Find each line below where the word "instead" occurs, and copy it.

⁂

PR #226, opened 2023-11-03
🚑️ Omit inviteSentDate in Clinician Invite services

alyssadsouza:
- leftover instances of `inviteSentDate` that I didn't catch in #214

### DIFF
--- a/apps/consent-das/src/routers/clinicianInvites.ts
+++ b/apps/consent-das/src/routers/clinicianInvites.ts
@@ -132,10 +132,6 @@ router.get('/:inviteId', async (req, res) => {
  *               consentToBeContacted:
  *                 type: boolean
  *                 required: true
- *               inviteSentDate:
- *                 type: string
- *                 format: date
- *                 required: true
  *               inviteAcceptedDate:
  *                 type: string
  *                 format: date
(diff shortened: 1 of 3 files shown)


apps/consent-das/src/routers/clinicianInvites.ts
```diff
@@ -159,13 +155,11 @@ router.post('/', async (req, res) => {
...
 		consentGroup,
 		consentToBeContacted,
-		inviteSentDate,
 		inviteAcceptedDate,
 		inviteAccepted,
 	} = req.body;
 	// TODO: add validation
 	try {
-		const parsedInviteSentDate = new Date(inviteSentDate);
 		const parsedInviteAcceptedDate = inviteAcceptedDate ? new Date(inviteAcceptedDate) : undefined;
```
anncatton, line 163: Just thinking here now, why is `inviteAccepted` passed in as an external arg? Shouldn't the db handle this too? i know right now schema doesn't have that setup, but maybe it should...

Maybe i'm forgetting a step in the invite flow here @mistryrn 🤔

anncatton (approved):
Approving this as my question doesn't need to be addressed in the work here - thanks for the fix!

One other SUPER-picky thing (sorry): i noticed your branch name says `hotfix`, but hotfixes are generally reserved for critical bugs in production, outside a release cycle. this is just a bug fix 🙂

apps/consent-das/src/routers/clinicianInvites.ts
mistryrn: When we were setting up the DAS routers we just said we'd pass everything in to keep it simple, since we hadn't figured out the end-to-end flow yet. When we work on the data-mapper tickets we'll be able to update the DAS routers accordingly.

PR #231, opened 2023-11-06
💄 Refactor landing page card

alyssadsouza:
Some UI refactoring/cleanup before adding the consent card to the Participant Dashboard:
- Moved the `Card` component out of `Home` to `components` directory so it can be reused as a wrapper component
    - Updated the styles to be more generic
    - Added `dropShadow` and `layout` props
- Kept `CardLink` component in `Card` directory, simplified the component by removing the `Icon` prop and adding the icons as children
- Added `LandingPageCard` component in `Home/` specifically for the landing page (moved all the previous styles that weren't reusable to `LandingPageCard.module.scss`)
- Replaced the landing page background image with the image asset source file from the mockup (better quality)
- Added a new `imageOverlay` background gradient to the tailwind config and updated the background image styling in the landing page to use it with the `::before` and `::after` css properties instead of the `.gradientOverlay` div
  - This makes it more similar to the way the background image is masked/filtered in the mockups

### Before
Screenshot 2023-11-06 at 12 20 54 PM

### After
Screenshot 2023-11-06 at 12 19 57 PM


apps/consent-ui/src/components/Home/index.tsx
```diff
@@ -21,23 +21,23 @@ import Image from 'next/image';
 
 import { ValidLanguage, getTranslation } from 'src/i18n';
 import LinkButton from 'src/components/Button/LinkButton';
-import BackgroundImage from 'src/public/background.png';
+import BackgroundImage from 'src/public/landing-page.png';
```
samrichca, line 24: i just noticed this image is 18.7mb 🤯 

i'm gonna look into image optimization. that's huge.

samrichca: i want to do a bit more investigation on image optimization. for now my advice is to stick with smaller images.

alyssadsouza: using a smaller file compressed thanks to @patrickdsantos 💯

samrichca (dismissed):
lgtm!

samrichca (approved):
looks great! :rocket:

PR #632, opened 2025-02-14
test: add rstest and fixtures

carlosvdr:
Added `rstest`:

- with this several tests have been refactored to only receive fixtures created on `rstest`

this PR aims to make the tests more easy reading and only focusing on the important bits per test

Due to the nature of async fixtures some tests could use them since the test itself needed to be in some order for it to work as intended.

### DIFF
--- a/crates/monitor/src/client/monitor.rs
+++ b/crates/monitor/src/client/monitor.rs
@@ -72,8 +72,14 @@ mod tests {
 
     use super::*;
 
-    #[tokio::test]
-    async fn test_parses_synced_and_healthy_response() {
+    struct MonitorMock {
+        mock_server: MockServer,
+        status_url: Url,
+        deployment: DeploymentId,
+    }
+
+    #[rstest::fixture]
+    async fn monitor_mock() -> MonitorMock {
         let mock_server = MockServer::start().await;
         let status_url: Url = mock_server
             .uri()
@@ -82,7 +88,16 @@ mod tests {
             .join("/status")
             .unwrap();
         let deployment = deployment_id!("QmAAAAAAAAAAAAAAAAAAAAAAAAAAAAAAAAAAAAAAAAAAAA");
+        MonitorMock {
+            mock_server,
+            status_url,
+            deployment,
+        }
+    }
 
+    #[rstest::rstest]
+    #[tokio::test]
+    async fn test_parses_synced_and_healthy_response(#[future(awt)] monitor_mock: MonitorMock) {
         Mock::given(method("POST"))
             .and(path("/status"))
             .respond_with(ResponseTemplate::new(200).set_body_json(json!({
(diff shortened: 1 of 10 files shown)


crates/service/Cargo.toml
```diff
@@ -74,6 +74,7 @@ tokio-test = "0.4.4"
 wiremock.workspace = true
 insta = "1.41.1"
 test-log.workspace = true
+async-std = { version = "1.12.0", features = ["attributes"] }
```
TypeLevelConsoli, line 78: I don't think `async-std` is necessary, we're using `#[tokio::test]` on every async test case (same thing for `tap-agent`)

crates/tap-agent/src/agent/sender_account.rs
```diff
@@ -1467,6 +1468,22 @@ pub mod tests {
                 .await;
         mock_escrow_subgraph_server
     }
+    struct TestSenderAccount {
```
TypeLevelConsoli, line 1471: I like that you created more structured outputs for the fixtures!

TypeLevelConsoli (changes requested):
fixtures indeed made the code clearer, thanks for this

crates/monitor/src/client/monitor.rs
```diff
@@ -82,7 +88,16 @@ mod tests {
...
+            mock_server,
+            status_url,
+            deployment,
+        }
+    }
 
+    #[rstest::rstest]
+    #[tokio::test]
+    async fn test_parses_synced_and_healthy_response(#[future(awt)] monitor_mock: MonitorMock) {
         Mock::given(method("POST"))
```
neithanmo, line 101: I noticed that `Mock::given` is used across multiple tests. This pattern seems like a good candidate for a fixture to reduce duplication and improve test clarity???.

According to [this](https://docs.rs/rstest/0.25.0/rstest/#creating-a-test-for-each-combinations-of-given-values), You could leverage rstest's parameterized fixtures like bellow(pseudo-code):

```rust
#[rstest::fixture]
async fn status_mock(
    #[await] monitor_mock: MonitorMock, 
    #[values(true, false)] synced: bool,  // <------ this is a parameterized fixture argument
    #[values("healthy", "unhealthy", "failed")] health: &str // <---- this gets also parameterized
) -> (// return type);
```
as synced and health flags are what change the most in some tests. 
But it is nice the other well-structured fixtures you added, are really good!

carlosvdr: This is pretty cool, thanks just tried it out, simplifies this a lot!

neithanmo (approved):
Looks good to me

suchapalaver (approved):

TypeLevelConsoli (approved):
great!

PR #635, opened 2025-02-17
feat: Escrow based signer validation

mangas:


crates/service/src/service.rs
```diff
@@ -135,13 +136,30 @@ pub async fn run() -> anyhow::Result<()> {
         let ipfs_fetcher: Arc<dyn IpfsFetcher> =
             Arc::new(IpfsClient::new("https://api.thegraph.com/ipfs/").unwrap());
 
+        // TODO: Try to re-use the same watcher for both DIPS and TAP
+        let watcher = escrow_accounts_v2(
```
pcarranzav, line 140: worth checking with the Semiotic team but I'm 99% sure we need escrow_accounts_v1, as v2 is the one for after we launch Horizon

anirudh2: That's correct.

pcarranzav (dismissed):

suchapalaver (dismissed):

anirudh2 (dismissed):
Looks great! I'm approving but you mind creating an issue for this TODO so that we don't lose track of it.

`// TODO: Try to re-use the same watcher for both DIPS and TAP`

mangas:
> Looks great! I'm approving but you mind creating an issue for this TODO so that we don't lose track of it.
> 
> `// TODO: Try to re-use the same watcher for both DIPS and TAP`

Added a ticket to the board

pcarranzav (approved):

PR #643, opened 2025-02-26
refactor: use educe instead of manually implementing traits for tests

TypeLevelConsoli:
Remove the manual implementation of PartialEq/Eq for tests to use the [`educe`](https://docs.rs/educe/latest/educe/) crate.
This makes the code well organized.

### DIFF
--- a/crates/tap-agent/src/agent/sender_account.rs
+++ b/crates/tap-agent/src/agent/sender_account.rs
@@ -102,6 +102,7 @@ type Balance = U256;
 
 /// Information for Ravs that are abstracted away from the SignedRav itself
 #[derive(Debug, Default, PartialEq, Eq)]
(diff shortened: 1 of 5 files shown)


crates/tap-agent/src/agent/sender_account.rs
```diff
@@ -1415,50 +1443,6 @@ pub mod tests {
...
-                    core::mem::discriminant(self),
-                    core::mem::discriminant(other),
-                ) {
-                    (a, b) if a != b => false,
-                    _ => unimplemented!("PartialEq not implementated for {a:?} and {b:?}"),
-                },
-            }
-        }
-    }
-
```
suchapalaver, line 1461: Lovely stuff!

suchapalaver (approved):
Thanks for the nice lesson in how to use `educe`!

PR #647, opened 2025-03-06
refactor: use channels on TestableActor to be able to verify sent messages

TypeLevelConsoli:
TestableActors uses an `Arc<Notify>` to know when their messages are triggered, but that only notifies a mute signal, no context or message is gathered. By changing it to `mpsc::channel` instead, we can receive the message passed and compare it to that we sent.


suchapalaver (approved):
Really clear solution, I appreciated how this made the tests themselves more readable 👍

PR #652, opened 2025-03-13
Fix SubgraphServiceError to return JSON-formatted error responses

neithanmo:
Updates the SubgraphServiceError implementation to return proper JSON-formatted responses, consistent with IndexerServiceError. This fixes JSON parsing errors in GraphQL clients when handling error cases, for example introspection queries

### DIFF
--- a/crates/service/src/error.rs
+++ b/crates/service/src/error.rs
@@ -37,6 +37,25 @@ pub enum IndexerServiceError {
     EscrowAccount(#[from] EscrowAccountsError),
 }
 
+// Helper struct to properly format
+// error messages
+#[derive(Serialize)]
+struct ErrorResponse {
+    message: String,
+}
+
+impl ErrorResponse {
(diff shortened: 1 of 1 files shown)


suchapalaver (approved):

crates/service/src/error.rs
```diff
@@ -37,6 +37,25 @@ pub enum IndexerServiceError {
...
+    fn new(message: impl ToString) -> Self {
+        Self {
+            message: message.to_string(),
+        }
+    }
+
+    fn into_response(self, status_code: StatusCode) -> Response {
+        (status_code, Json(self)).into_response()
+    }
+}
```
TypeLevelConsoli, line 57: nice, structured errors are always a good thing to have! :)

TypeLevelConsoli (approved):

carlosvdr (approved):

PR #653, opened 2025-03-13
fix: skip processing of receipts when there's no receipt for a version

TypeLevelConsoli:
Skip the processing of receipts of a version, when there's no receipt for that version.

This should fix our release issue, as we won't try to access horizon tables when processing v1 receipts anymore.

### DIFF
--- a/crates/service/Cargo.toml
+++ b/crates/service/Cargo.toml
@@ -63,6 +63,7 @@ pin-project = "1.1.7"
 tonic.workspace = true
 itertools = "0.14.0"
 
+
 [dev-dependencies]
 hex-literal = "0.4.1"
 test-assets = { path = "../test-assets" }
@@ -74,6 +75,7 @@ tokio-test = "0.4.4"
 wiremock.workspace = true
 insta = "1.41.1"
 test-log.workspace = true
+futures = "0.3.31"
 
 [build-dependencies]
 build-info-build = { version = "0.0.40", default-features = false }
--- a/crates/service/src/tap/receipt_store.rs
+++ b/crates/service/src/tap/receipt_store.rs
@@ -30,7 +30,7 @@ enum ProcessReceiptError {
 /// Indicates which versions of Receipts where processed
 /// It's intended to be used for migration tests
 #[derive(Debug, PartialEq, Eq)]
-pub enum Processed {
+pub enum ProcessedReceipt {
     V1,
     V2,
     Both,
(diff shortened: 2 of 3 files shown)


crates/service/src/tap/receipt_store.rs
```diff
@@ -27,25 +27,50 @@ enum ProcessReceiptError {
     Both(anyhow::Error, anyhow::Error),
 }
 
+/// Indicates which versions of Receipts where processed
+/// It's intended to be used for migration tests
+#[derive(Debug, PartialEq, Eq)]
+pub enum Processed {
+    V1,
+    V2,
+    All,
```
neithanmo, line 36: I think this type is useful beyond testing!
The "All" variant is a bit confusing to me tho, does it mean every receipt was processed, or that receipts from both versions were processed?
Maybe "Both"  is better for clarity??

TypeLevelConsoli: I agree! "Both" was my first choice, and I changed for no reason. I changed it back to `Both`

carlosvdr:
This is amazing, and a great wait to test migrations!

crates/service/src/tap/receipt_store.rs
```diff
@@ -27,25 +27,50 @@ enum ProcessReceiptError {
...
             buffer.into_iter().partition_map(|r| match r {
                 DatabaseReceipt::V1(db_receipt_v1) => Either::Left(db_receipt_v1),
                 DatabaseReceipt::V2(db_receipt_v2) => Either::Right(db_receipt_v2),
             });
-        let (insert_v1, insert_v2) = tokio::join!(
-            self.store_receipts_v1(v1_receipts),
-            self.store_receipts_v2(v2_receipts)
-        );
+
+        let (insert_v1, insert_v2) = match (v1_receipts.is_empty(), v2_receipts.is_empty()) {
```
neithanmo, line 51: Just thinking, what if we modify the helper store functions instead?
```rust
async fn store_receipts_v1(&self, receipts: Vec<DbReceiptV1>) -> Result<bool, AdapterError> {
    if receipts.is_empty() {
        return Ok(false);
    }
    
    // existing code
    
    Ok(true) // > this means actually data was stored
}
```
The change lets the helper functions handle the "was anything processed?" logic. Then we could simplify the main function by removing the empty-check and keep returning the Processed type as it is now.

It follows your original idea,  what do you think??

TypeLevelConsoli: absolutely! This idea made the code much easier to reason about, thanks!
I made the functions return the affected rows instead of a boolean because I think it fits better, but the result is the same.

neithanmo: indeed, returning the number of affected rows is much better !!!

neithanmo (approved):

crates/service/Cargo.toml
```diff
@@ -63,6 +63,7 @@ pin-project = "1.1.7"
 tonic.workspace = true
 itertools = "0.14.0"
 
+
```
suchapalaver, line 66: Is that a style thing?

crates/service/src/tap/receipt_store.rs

⁂

**Answer below:**
- Added a new `imageOverlay` background gradient to the tailwind config and updated the background image styling in the landing page to use it with the `::before` and `::after` css properties instead of the `.gradientOverlay` div
refactor: use educe instead of manually implementing traits for tests
TestableActors uses an `Arc<Notify>` to know when their messages are triggered, but that only notifies a mute signal, no context or message is gathered. By changing it to `mpsc::channel` instead, we can receive the message passed and compare it to that we sent.
neithanmo, line 51: Just thinking, what if we modify the helper store functions instead?
I made the functions return the affected rows instead of a boolean because I think it fits better, but the result is the same.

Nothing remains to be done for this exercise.